━━━━━ PROVIDED DATA ━━━━━

PR #30, opened 2024-05-29
[DEVEX-122] Update Function App workflow to support Function App with a single slot

Krusty93:
### List of changes

Add support to deploy zip on the single slot

### Motivation and context

Not all Function App have a staging slot, this scenario should be supported

### Type of changes

- [ ] Add new resources

- [ ] No

### DIFF
--- a/.github/workflows/function_app_deploy.yaml
+++ b/.github/workflows/function_app_deploy.yaml
@@ -131,7 +131,7 @@ jobs:
 
       - name: Deploy to Staging Slot
         uses: azure/webapps-deploy@v2
-        if: ${{ env.USE_STAGING_SLOT }}
+        if: ${{ env.USE_STAGING_SLOT == 'true' }}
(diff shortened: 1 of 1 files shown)


.github/workflows/function_app_deploy.yaml
```diff
@@ -123,15 +129,25 @@ jobs:
           tenant-id: ${{ env.ARM_TENANT_ID }}
           subscription-id: ${{ env.ARM_SUBSCRIPTION_ID }}
 
+      - name: Deploy
+        uses: azure/webapps-deploy@v2
+        if: ${{ env.USE_STAGING_SLOT == 'false' }}
```
gunzip, line 134: isn't it

```suggestion
        if: ${{ env.USE_STAGING_SLOT == false }}
```

without quotes?

gunzip (approved):

PR #31, opened 2024-05-30
[DEVEX-133] Fix the Storage Account name generation in Azure Functions App module

Krusty93:
### List of changes

The `-` character replace is performed for the entire string and not for the prefix only

### Motivation and context

If the `app_name` contains a `-`, it must be removed too

### Type of changes

- [ ] Add new resources

- [X] No


christian-calabrese (approved):
LGTM

PR #35, opened 2024-06-03
[DEVEX-138] Add `fn` suffix to Function App Storage Account name

Krusty93:
### List of changes

Add `fn` suffix to the name of Storage Account created in Azure Function App module

### Motivation and context

If a workload is composed by a Function App and a Storage Account, the name of the Storage Account would be exactly the same as the one created as a backend for the Function App itself.

Example:
Function App: `io-p-services-cms-webapp-fn-01`
Function App Storage Account: `io-p-services-cms-webapp-st-01`
Storage Account with application-specific business logic: `io-p-services-cms-webapp-st-01`

Applying this pr they would be:
Function App: `io-p-services-cms-webapp-fn-01`
Function App Storage Account: `io-p-services-cms-webapp-stfn-01`
Storage Account with application-specific business logic: `io-p-services-cms-webapp-st-01`

The abbreviation `stfn` has been deducted from [Microsoft abbreviation list](https://learn.microsoft.com/en-us/azure/cloud-adoption-framework/ready/azure-best-practices/resource-abbreviations#compute-and-web), in particular from `VM storage account` entry (`stvm`)

N.B. Storage Account names don't have `-` in names, I've included them in for readiness ease

### Type of changes

- [ ] Add new resources

- [X] Yes, users may be impacted applying this change
- [ ] No

### DIFF
--- a/infra/modules/azure_function_app/locals.tf
+++ b/infra/modules/azure_function_app/locals.tf
@@ -18,7 +18,7 @@ locals {
 
   storage_account = {
     replication_type = var.tier == "test" ? "LRS" : "ZRS"
-    name             = replace("${local.project}${var.environment.domain}${var.environment.app_name}st${var.environment.instance_number}", "-", "")
+    name             = replace("${local.project}${var.environment.domain}${var.environment.app_name}stfn${var.environment.instance_number}", "-", "")
   }
 
   private_dns_zone = {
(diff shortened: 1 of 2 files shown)


gunzip (approved):

gunzip:
how to migrate?

Krusty93:
> how to migrate?

I do expect Terraform will destroy and create the new resource, updating the reference in Function App settings. Keys should be saved there then.
However, we do not have any production product yet

PR #804, opened 2025-08-08
Add SBOMs and generation scripts

mamu0:
This PR introduces:

- Scripts to `generate` and `validate` SBOMs using [syft](https://github.com/anchore/syft) and [grype](https://github.com/anchore/grype)
- Integration of `syft` and `grype` into the `devcontainer`
- A new `sboms/` folder containing all generated **SBOM** files
- Pre-commit hooks to automatically run SBOM generation and validation

Each SBOM is generated per module, provider, or workspace to allow finer granularity, avoid duplication, and simplify future validation or comparison.

The two scripts are optimized to skip execution if no relevant changes have been made to the corresponding `module`, `provider`, or `pnpm` package.

An alternative implementation using a single unified SBOM file is available in the [feat-create-sbom-file-alternative](https://github.com/pagopa/dx/tree/feat-create-sbom-file-alternative) branch, but it may miss some components and lacks the same level of control.


.pre-commit-config.yaml
```diff
@@ -16,6 +16,18 @@ repos:
...
+        entry: infra/scripts/generate-sboms.sh
+        language: script
+        pass_filenames: false
+        verbose: true
+      - id: validate_sboms
+        name: Validate all SBOMs
+        entry: infra/scripts/validate-sboms.sh
+        language: script
+        pass_filenames: false
+        verbose: true
```
lucacavallaro, line 30: **suggestion**: I would not add these scripts to `pre-commit`. We don't need (and don't want) to generate sboms at every commit/change, but only when requested by our org.

The right place for this script is the root `package.json`

Krusty93: @lucacavallaro what's the process you suggest to manage SBOM generation? Agree to avoid to put them in pre commit

I think it could attached within produced artifacts (updating the attestation on GitHub maybe?), but as deps dynamically change, some sort of continuous monitoring should be put in place. Also, before deploying something the provenance should be verified

.devcontainer/features/syft/README.md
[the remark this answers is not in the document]
lucacavallaro: are these files generated by devcontainer cli (`devcontainer features generate-docs`) ?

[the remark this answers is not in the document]
mamu0: My apologies, I hadn’t understood what you meant. I’ve updated the code to use the existing features, there wasn’t any specific reason for not using them before!

.pre-commit-config.yaml
Krusty93: To me is ok to go ahead with this PR, but I suggest to think a workflow to actual use and exploit these files as a routine process

sbom.sh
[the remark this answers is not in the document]
kin0992: I would also update the README with the requirements to run the scripts. If I just run it as it is, without doing anything, I think I will have an error about a missing package (syft)

kin0992 (changes requested):

sbom.sh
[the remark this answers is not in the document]
mamu0: Thanks for the suggestions! I updated `package.json` to include the script commands and created a documentation page on the website. Please take a look!

apps/website/docs/infrastructure/sboms.md
```diff
@@ -0,0 +1,113 @@
...
+     the `infra/modules/` directory.
+3. **Stores the SBOMs**: All generated JSON files are stored inside the `sboms`
+   directory for easy access and validation.
+
+By default, the script will not regenerate an SBOM file if it already exists.
+You can override this behavior using the `--force-generate` flag.
+
+### Usage
+
+The script can be run directly or through Turborepo task aliases.
```
Krusty93, line 63: What these aliases are?

mamu0: What’s the official name used to refer to the aliases in `package.json`? I mean the ones defined inside `"scripts": {}`

mamu0: I’ve updated this part. I’m just calling them `tasks` now and specifying that they’re in the `package.json`. Let me know if this makes it clearer.

sbom.sh
```diff
@@ -0,0 +1,201 @@
...
+# HELP FUNCTION
+# ==============================================================================
+
+show_help() {
+    echo "Usage: $(basename "$0") [OPTION]"
+    echo "Manages the generation and validation of SBOMs."
+    echo ""
+    echo "Options:"
+    echo "  -g, --generate        Run the SBOM generation process (default action)."
+    echo "  -f, --force-generate  Force regeneration of all existing SBOM files."
```
lucacavallaro, line 21: **question:** why are there two different `generate` command? what is the different? can't be merged into one?

apps/website/docs/infrastructure/sboms.md
```diff
@@ -0,0 +1,112 @@
...
+   - A single `sbom-npm-workspace.json` is created for all TypeScript and
+     Node.js dependencies.
+   - An individual SBOM file is generated for each Go provider located in the
+     `providers/` directory.
+   - An individual SBOM file is generated for each Terraform module located in
+     the `infra/modules/` directory.
+3. **Stores the SBOMs**: All generated JSON files are stored inside the `sboms`
+   directory for easy access and validation.
+
+By default, the script will not regenerate an SBOM file if it already exists.
```
lucacavallaro, line 58: **question**: won't the script regenerate the SBOM file even if the dependencies are updated?

apps/website/docs/infrastructure/sboms.md
```diff
@@ -0,0 +1,112 @@
...
+
+  ```sh
+  sh ./sbom.sh --validate
+  ```
+
+- **To force regenerate all SBOMs**, overwriting existing ones:
+
+  ```sh
+  sh ./sbom.sh --force-generate
+  ```
```
lucacavallaro, line 89: **nitpick**: It seems redundant

apps/website/docs/infrastructure/sboms.md
```diff
@@ -0,0 +1,112 @@
...
+SBOMs are crucial for modern software development because they:
+
+- **Enhance Security**: By providing a clear view of all dependencies, you can
+  quickly identify components with known vulnerabilities.
+- **Ensure Compliance**: Many regulations and industry standards now require a
+  detailed software inventory.
+- **Improve Transparency**: They offer a clear and auditable record of what's
+  inside your software supply chain.
+
+## SBOM Management Script
```
lucacavallaro, line 23: **nitpick**: redundant

sbom.sh
mamu0: The `--generate` command creates only **SBOMs** that don’t already exist. So, for example, if some **SBOMs** have already been generated and new resources are added, running it again will generate only the missing ones, speeding up the process. If you want to regenerate everything and replace even the existing **SBOMs**, you can use `--force-generate`.

apps/website/docs/infrastructure/sboms.md
mamu0: When it ran as a `pre-commit` hook, it only regenerated SBOMs that had changed (modules and providers). I could add similar logic, but now as a regular script I can’t assume it’s run on a `non-main` branch. Alternatively, we could always use `--force-generate` to refresh all SBOMs regardless.

apps/website/docs/infrastructure/sboms.md
mamu0: What exactly? It has three commands, which is why there are three points

sbom.sh
lucacavallaro: I think it is the safest option to keep only the "force" version, because if dependencies are not considered by the tool, we risk having outdated files.

apps/website/docs/infrastructure/sboms.md
lucacavallaro: I think we can keep only

```
An SBOM (Software Bill of Materials) is a formal, machine-readable inventory of
software components and dependencies contained in an application. It provides a
detailed list of all the libraries, frameworks, and modules that make up the
software, along with their versions and licenses.
```

sbom.sh
mamu0: You’re not wrong, but if we plan to automate the execution, we’ll probably need something that regenerates only the modified or missing ones instead of everything every time. So I’d say we could make the current `--force-generate` the default `--generate`, and give a different name to the command that only handles new ones, something like `--soft-generate` or similar

kin0992 (approved):

PR #805, opened 2025-08-11
Add reusable GitHub action for monorepo builds

mamu0:
This PR introduces a new reusable action, build-monorepo-workspace, to centralize the build and packaging logic for workspaces within our monorepo.

The following workflows have been refactored to use this new action, significantly reducing code duplication and simplifying their structure:

- `release-azure-appsvc-v1.yaml`
- `release-azure-staticapp-v1.yaml`
- `release-typescript-cdn-deploy-v1.yaml` -> `renamed:release-azure-cdn-v1.yaml`

This change makes our CI/CD pipelines easier to maintain, as the core build logic is now managed in a single place.

Resolves: CES-1195

### DIFF
--- a/.github/workflows/release-azure-appsvc-v1.yaml
+++ b/.github/workflows/release-azure-appsvc-v1.yaml
@@ -66,18 +66,11 @@ jobs:
         with:
           workspace_name: ${{ env.WORKSPACE_NAME }}
 
-      - name: Get workspace path
-        id: get-workspace-path
-        run: |
-          WORKSPACE_PATH=$(npx turbo ls --output=json |
-            jq -sr --arg NAME "$WORKSPACE_NAME" '.[].packages.items[] | select(.name == $NAME).path')
-          echo "path=$WORKSPACE_PATH" >> $GITHUB_OUTPUT
-
       - name: Make artifact
         id: make-artifact
         env:
           PACKAGE_MANAGER: ${{ steps.build-package.outputs.package-manager }}
-        working-directory: ${{ steps.get-workspace-path.outputs.path }}
+        working-directory: ${{ steps.build-package.outputs.workspace-path }}
         run: |
           if grep -rq --include='next.config.*' 'output: "standalone"' .; then
             echo "::debug::The workspace contains a Next.js standalone app"
--- a/.github/workflows/release-azure-staticapp-v1.yaml
+++ b/.github/workflows/release-azure-staticapp-v1.yaml
@@ -86,15 +86,12 @@ jobs:
       
       - name: Get Artifact path
         id: get-artifact-path
+        working-directory: ${{ steps.build-package.outputs.workspace-path }}
         run: |
-          WORKSPACE_PATH=$(npx turbo ls --output=json | jq -sr --arg NAME "$WORKSPACE_NAME" '.[].packages.items[] | select(.name == $NAME).path')
-          cd $WORKSPACE_PATH
-
           echo "::debug::Packaging for static deployment"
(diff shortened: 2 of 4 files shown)


.github/actions/build-monorepo-workspace/action.yaml
```diff
@@ -0,0 +1,102 @@
...
+  workspace_name:
+    description: 'The name of the workspace to build.'
+    required: true
+  packaging_method:
+    description: "The packaging method to use: 'app-service' for zipped standalone apps, or 'static' for static site output directories."
+    required: true
+  output_dir:
+    description: 'For static packaging, the name of the build output directory.'
+    required: false
+    default: 'dist'
```
lucacavallaro, line 15: In my opinion this action should just build the project and not package it. The packaging phase is a detail for the workflow.

So it should contain all the steps until `Build`

mamu0: Are you sure the artifact creation part always varies significantly between workflows? Because by adding a dedicated step here, the workflow configuration would be much simpler.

━━━━━

== WORK TASK ==
Please return each line of the data above in which the word "description" occurs.

== OUTPUT OF THE EXERCISE ==
+    description: 'The name of the workspace to build.'
+    description: "The packaging method to use: 'app-service' for zipped standalone apps, or 'static' for static site output directories."
+    description: 'For static packaging, the name of the build output directory.'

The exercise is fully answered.